### What you are asked to do:
In the listing that follows, how many lines include the word "export"? Only the number is wanted.

### The data:
* * *

PR #3757, opened 2024-03-26
callout framing url generation on callout template

techsmyth:
Logic needed to account for CalloutFraming being used on both Callouts + CalloutTemplates.

Tidied up logic for creating callout url path

Tidied up logic for finding whiteboard urls

Note: this is a precursor to 5166.

### DIFF
--- a/src/services/infrastructure/url-generator/url.generator.service.ts
+++ b/src/services/infrastructure/url-generator/url.generator.service.ts
@@ -18,7 +18,7 @@ import { Space } from '@domain/challenge/space/space.entity';
 @Injectable()
 export class UrlGeneratorService {
   cacheOptions: CachingConfig = {
-    ttl: 300000, // milliseconds
+    ttl: 1, // milliseconds
   };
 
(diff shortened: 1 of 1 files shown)


src/services/infrastructure/url-generator/url.generator.service.ts
```diff
@@ -540,72 +579,70 @@ export class UrlGeneratorService {
       calloutId: string;
     }[] = await this.entityManager.connection.query(
       `
-        SELECT callout_contribution.id as contributionId, callout_contribution.calloutId as calloutId FROM callout_contribution
+        SELECT callout_contribution.id, callout_contribution.calloutId as calloutId FROM callout_contribution
```
valentinyanakiev: It doesn't seem we use the `callout_contribution.id`
```suggestion
        SELECT callout_contribution.calloutId as calloutId FROM callout_contribution
```

valentinyanakiev (changes requested):

valentinyanakiev (approved):

PR #3781, opened 2024-03-31
revert error handling change that is breaking errors cascading

techsmyth:
Reverting this change + the errors are again being properly cascaded
Not sure what the issue is / what causes the problem, also not sure how this extra code works - so good if you can look at this @hero101


hero101:
If you return and object instead of a class it produces the problem.
My whole reasoning was to show a minimal error to the API client and log everything available for internal use.
I have also added a third exception filter which should catch all the other errors that are usually missed by the other two filters.

hero101 (approved):

PR #3800, opened 2024-04-10
check license flag for access to VCs, assign privilege in auth policies + use in mutations

techsmyth:
Not yet tested, code is compiling

### DIFF
--- a/src/domain/communication/room/room.service.events.ts
+++ b/src/domain/communication/room/room.service.events.ts
@@ -32,6 +32,7 @@ import { RoomSendMessageReplyInput } from '@domain/communication/room/dto/room.d
 import { SubscriptionPublishService } from '@services/subscriptions/subscription-service/subscription.publish.service';
 import { RoomService } from './room.service';
 import { VirtualContributorService } from '@domain/community/virtual-contributor/virtual.contributor.service';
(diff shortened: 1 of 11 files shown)


src/domain/communication/room/room.service.events.ts
```diff
@@ -52,10 +53,19 @@ export class RoomServiceEvents {
...
     question: Pick<IMessage, 'id' | 'message'>,
     agentInfo: AgentInfo,
-    room: IRoom
+    room: IRoom,
+    accessToVirtualContributors: boolean
   ) {
     for (const mention of mentions) {
       if (mention.type === MentionedEntityType.VIRTUAL_CONTRIBUTOR) {
+        // Only throw exception here for the case that there is an actual mention
+        if (!accessToVirtualContributors) {
```
me-andre, line 62: Do we really need this? If VCs are unaccessible, you can't add them.

techsmyth: Yes we do, as otherwise we are relying on the client logic. If someone sends in a comment mutation with a vc tagged in there the code will respond. The logic has to be enforced server side, not rely on client interaction. The alternative would be to check if the tagged vc is a member of the community (also valid) but this is simpler and actually stronger.

PR #3818, opened 2024-04-12
Allow for description on innovation flow state to be left undefined

techsmyth:
The api now allows for the description on an innovation flow state to not be specified.

The client may also need updating?


ccanos (approved):

techsmyth:
@ccanos think this can be just merged right? Is there also client work needed?

ccanos:
@techsmyth  Client changes are just finished now. https://github.com/alkem-io/client-web/pull/5912 we are about to merge

PR #3861, opened 2024-04-23
If user exists, external invitation creates a normal one instead

me-andre:

### Additional context

Add any other context

### Governance 

- [ ] Documentation is added

### DIFF
--- a/src/domain/community/community/community.resolver.mutations.ts
+++ b/src/domain/community/community/community.resolver.mutations.ts
@@ -1,5 +1,5 @@
 import { Inject, UseGuards } from '@nestjs/common';
-import { Args, Mutation, Resolver } from '@nestjs/graphql';
+import { Args, createUnionType, Mutation, Resolver } from '@nestjs/graphql';
 import { IUserGroup } from '@domain/community/user-group';
 import { CommunityService } from './community.service';
 import { CurrentUser, Profiling } from '@src/common/decorators';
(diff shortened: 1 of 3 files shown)


me-andre:
Please review this one as well https://github.com/alkem-io/client-web/pull/5986

src/domain/community/community/community.resolver.mutations.ts
```diff
@@ -382,40 +393,60 @@ export class CommunityResolverMutations {
       `create invitation community: ${community.id}`
     );
 
-    const invitations: IInvitation[] = [];
+    return Promise.all(
```
hero101, line 396: I believe some handling is required here. I am not sure what will happen if one invitation fails.

src/domain/community/community/community.resolver.mutations.ts
```diff
@@ -424,7 +455,7 @@ export class CommunityResolverMutations {
     @CurrentUser() agentInfo: AgentInfo,
     @Args('invitationData')
     invitationData: CreateInvitationExternalUserOnCommunityInput
-  ): Promise<IInvitationExternal> {
+  ): Promise<IInvitation | IInvitationExternal> {
```
hero101, line 458: It bugs me that the mutation is named `inviteExternalUser...` but you are allowed to use it on anyone.

hero101 (changes requested):

src/domain/community/community/community.resolver.mutations.ts
me-andre: Same as before: an exception is thrown
Not same as before: all non-failed invitation would attempt to complete (which is better imo because we may not want to end in undefined state)

src/domain/community/community/community.resolver.mutations.ts
me-andre: Yepp, would you suggest a rename? It's actually invites by email regardless of whether a user exists, so maybe `inviteForCommunityMembershipByEmail`?

hero101: Yes! That's even better.

hero101 (approved):

PR #3871, opened 2024-04-29
Account auth fixes

valentinyanakiev:


techsmyth (commented):
This rule should already be inherited from the root policy. What was the symptom that made you add this here?

PR #3874, opened 2024-04-29
License engine

techsmyth:
Multi role setup for license enforcement, as preparation for moving to a much more comprehensive license enforcement.

Design: https://github.com/alkem-io/alkemio/blob/develop/docs/license-entitlements.md

**LicenseEngine module**: new module that is responsible for checking whether a given LicensePrivilege is granted.:
- this module has basically no dependencies, so that it can later be isolated out into a separate microservice.

**LicensePolicy module**: new module for managing the definition of the applicable license rules
- only one at the moment, stored under Platform entity
```
query {
  platform {
    licensePolicy {
       id
      authorization {
        id
        myPrivileges
      }
      featureFlagRules {
        name
        grantedPrivileges
        featureFlagName
        
      }
    }
  }
}
```
Note: design should allow for multiple LicensePolicies to be in use, even if there is only one at the moment. Otherwise we could end up with just ginormous sets of rules etc over time. It is also feasible to think that there may be different licenses applied in different contexts etc.

**License module**: updated
- License.privileges field added for easy checking what LicensePrivileges are accruing to a License.
```
query {
  spaces {
    account {
      license {
        privileges
      }
    }
  }
}
```
- removed isFeatureFlagEnabled method on service (replaced by LicenseEngineService logic)

Migration up + down added.

All license checks updated to be via checking for a LicensePrivilege using the engine

Note: this is a pure internal change for the server, the client is not impacted at all, nor are the tests.


valentinyanakiev (approved):
Haven't tested all edge cases, migration passed, seems logical, the field resolver / API works fine, I haven't experienced any regression.

Design-wise, looks logical, but seems like a lot of this code is redundant (we can re-use a service with authorization - something we can fix after this month...).

Merging this.

PR #3897, opened 2024-05-09
Space query to only lookup top level spaces

techsmyth:
+ fix from Carlos for where clause on space query


valentinyanakiev:
This doesn't work with real data, nor does the last change (space returning only root). There are 60 graphql files on the client using `space` and the application is broken in many places with it. Reverted the change on develop until we decide what to do with it.

This change here doesn't lookup correctly either:
image

I suggest we don't waste time on this for now with dozens of other things on the agenda.

valentinyanakiev:
Now works with the latest set of client changes merged.

PR #3912, opened 2024-05-13
Prototype authorization accessible from the outside

hero101:
- The server uses a message queue to receive and respond synchronously to authorization requests for whiteboards


valentinyanakiev (approved):
Looks like what we need, haven't tested it. Happy to merge it and give it a go.

PR #4189, opened 2024-07-01
virtual receives auth extended for child entities

techsmyth:


src/domain/space/account/account.resolver.mutations.ts
```diff
@@ -279,10 +279,16 @@ export class AccountResolverMutations {
       virtualContributorData
     );
 
+    const clonedAccountAuth =
+      await this.accountAuthorizationService.getClonedAccountAuthExtendedForChildEntities(
+        virtual.account
+      );
+
+    // Need
```
me-andre, line 287: Can we have a better comment here if needed?

me-andre (changes requested):
Just one minor comment about a comment - it doesn't seem informational to me

PR #4197, opened 2024-07-01
remove type on community

techsmyth:
Clears up some very old, legacy code

Also cleaned up some legacy lookups in activity dapter


hero101 (approved):

hero101:
Tested locally.
Ran the `journey` suit. Only one test fails, but most probably is not caused by this change
image

PR #4204, opened 2024-07-02
updated credentials to accept invitations to include host creds when org

techsmyth:


bobbykolev (approved):
Tested locally, as admin in org, I manged to accept the invite to a VC with org host.

PR #4221, opened 2024-07-07
Detecting of replies to VC mentions

techsmyth:
Detects the first VC that was mentioned in a thread, and sends a follow up question to that VC

Clean up of logic

Moved mentions to a separate service.

Working from the room service point of view, to be cascaded to AI server + into expert engine.


valentinyanakiev (approved):
Tested OK locally

PR #4233, opened 2024-07-08
allow callouts to have the same displayName

techsmyth:


Comoque1:
There is still validation on client level, so it must be removed as well in order the purpose of this change o work:
image

Comoque1 (approved):

PR #4283, opened 2024-07-19
Rename interactions to vcInteractions in resolvers

valeksiev:
Needed for https://github.com/alkem-io/client-web/issues/6520


techsmyth (approved):
Made a couple of simplifications:
- did not need field decorator on interface as have a field resolver 
- retrieve the room as part of typeorm loading instead of setting explicitly (cleaner)

Only other thought is if it helps to add a field resolver for the contributor instead of just returning the UUID?

But suggest this one goes in as is if you are ok with the changes in the last two commits.

valeksiev:
I was having trouble with the decorators/resolver functions and was not sure which one we prefer.

Re the room - didn’t like the _circular_ loading but agreed it’s cleaner. 

VC uuid works fine for now and if we want to change it I’d suggest a bigger change but it’s outside the scope of this PR for sure.

I think you can go ahead and merge it.

techsmyth:
@valeksiev thanks for comments. Actually now this is merged I presume the client also needs merging?

valeksiev:
I need to address some comments on the client first - either today or tomorrow.

techsmyth:
Great, Monday of course also fine - just team needs to be aware that client is out of sync with server.

PR #4290, opened 2024-07-20
Drop transferring of space settings via community policy

techsmyth:
This was always not a nice solution, and had lead to some subtle authorization reset errors in the past.

It is also important to drop this link in order to make the communityPolicy module more generically a role manager module, so this is a step in that direction. 

No api or external changes, pure business logic refactoring

Risk area: authorization reset

To test: please do an authorization reset on all accounts on production data.


valentinyanakiev (approved):
Code looks good and I didn't see an obvious regression when doing auth reset on account. Community policies seemed to be working as well.

Issue #2276, opened 2025-08-18
Proposal: TypedStruct Info


matt-beanland:
### Code of Conduct

- [x] I agree to follow this project's Code of Conduct

### AI Policy

- [x] I agree to follow this project's AI Policy, or I agree that AI was not used while creating this issue.

### Is your feature request related to a problem? Please describe.

I've got some resources where an attribute is user defined and I've been using Ash.TypedStruct DSL and also extending it. I'm wanting to allow my users to configure stuff using TypedStruct extensions such as jason and outstanding, and this would be cleaner with some TypedStruct introspection. I

### Describe the solution you'd like

 Ash.TypedStruct.Info with fields method, etc, allowing access to the Ash.TypeStruct.Field struct so TypedStruct extensions can use this.

### Describe alternatives you've considered

In an TypedStruct extension you can just create a TypedStruct with new, and take fields using Map.from_struct |> Map.keys, however the fields aren't ordered in the dsl creation order and don't have the rich information available in existing %Ash.TypedStruct.Field{}

matt-beanland:
I've raised a PR https://github.com/ash-project/ash/pull/2277

matt-beanland:
Thanks for merging this. I have made a minor mistake with the typespec for Ash.TypedStruct.Info.field_names/1, the return type should be list(atom) not MapSet.t(). I've fixed this with PR https://github.com/ash-project/ash/pull/2286, again there are some dialyzer issues that are unrelated.

PR #2277, opened 2025-08-18
typed_struct_info

matt-beanland:
# Contributor checklist

- [ *] AI was not used in the creation of this PR.
- [ ] Chores
- [* ] Documentation changes
- [* ] Features include unit/acceptance tests
- [ ] Refactoring
- [ ] Update dependencies


matt-beanland:
There are some dialyzer issues which I believe are on main. The related issue is https://github.com/ash-project/ash/issues/2276

lib/ash/typed_struct/info.ex
```diff
@@ -0,0 +1,56 @@
...
+  @moduledoc "Introspection for typed structs"
+
+  alias Spark.Dsl.Extension
+
+  @doc """
+  The trace_name of the typed struct
+  """
+  @spec trace_name(Spark.Dsl.t() | Ash.Type.NewType.t()) :: String.t() | nil
+  def trace_name(typed_struct) do
+    Extension.get_opt(typed_struct, [:typed_struct], :trace_name, nil) ||
```
zachdaniel: I don't think that typed structure supports configuring a trace name does it?

zachdaniel: or a short name, for example.

matt-beanland: No it doesn't. Can remove these or just have them set to the default from Module.split. What would you like me to do?

zachdaniel: We should remove anything that doesn't explicitly map to the DSL for typed structs.

matt-beanland: I pushed a change to the branch adding a test for trace_name. While neither short_name or trace_name can be overridden they are potentially useful in extensions which won't break if we do add the ability to set these (and plural_name), which I haven't added to Info as no logical default.

zachdaniel: 🤔 I think let's leave them out at least of this PR at least because I don't know of any current justification for their existence. We can always open a separate PR to discuss them that won't block the addition of the other stuff 😄

matt-beanland: Thanks, have taken out short_name and trace_name.

zachdaniel (approved):

zachdaniel:

PR #2281, opened 2025-08-19
chore: add test for nested calculation with a non-nillable argument used by an expression that guards for nils

skanderm:
Adds a test for using a calculation with a non-nillable argument in another calculation with a check for nils


zachdaniel:
Fixed in `main`

PR #2285, opened 2025-08-21
fix: allow module validations in generic actions

skanderm:
Module validations are described in the documentation for generic actions but were missing `Ash.ActionInput` in `supports/1`. https://hexdocs.pm/ash/generic-actions.html#validations

image

# Contributor checklist


zachdaniel:
It's not that module validations are missing, you need to put in your validation what it supports. That's for you to define on your end.

zachdaniel:
Like by default we assume the validation was only written with change sets in mind.

skanderm:
Oh oops, I missed that it was a callback!

PR #2292, opened 2025-08-25
Fix bug when casting a non-existing atom from datalayer when `unsafe_to_atom?` is set

Rutgerdj:
The `unsafe_to_atom?` constraint was not used by the `Ash.Type.Atom.cast_stored/2` function so when casting a stored string to an atom it would throw errors. 

I've added a test that demonstrates the problem. The test uses the ETS directly to insert a non-existing atom. I've put this in a new test module specifically for Atom type tests.

# Contributor checklist

- [ ] Chores
- [ ] Documentation changes
- [ ] Refactoring
- [ ] Update dependencies

### DIFF
--- a/lib/ash/type/atom.ex
+++ b/lib/ash/type/atom.ex
@@ -81,17 +81,7 @@ defmodule Ash.Type.Atom do
 
   def cast_input("", _), do: {:ok, nil}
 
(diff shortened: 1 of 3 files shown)


zachdaniel:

* * *

### The answer:
6